The House of Gazes by Daniele Mencarelli review – a slow-burn tale of lives on the margins

Daniele Mencarelli: ‘simple prose with an occasional lyrical flourish’
Daniele Mencarelli: ‘simple prose with an occasional lyrical flourish’. Photograph: Claudio Sforza

Italian poet Daniele Mencarelli’s debut novel – first published in Italy in 2018 and now here – was inspired by his own experiences. It’s 1999, and the protagonist, Daniele, is a 25-year-old poet who lives with his parents. He is dealing with “an invisible disease affecting his brain, or heart, or all the blood flowing through his body”. The doctors are defeated by Dan’s mental pain, referring to his condition variously as: “Manic depressive. Borderline. Personality disorder. Generalised anxiety disorder.” Until the age of 20, Dan numbed himself with drugs, but when his friends realised that “my pleasure concealed a homicidal intent, complete loneliness set in”.

In his second novel in Italian, Everything Calls for Salvation (published in Wendy Wheatley’s English translation in 2022 and adapted into a Netflix series), Mencarelli went further back to the week in 1994 he spent in a psychiatric ward. In The House of Gazes, also a work of autofiction (deftly translated by Octavian MacEwen), Dan has quit cocaine, but relies on alcohol for “sweeping away the sharp edges that wound me”. Beset by violent outbursts and tremors, he repeatedly crashes his car when drunk or gets into fights.

In a bid to pull himself out of this self-destructive spiral, Dan lands a job as a janitor at a children’s hospital in Rome, where he is surrounded by sick kids, many of them terminally ill.

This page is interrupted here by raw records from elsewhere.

PR #870, opened 2025-02-06
Add "zero" matrix factor methods for COO,CSR,CSC

aartbik:


include/matx/core/make_sparse_tensor.h
```diff
@@ -37,9 +37,23 @@
 namespace matx {
 namespace experimental {
 
+// Helper method to create zero storage.
+template <typename T>
+__MATX_INLINE__ static auto
+makeDefaultNonOwningZeroStorage(index_t sz, matxMemorySpace_t space) {
+  T *ptr;
+  matxAlloc((void **)&ptr, sz * sizeof(T), space, 0);
+  for (index_t i = 0; i < sz; i++) {
```
cliffburdick, line 46: Can you add a note to replace this with something more efficient later?

cliffburdick (approved):

include/matx/core/make_sparse_tensor.h
aartbik: added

He comes to see the hospital as “the house of gazes”, because he has to avert his gaze from the horror of seeing a child in pain or, worse, dead.

Like Everything Calls…, The House of Gazes explores the lives of marginalised people – this time Dan’s fellow workers. It’s a slow-burn tale, but Mencarelli’s message of hope is immensely rewarding. Using simple prose with an occasional lyrical flourish, the author describes how compassion for others helps his troubled protagonist confront his own vulnerabilities. Bearing witness through poetry proves Dan’s liberation. By the end, he wants to remember everything.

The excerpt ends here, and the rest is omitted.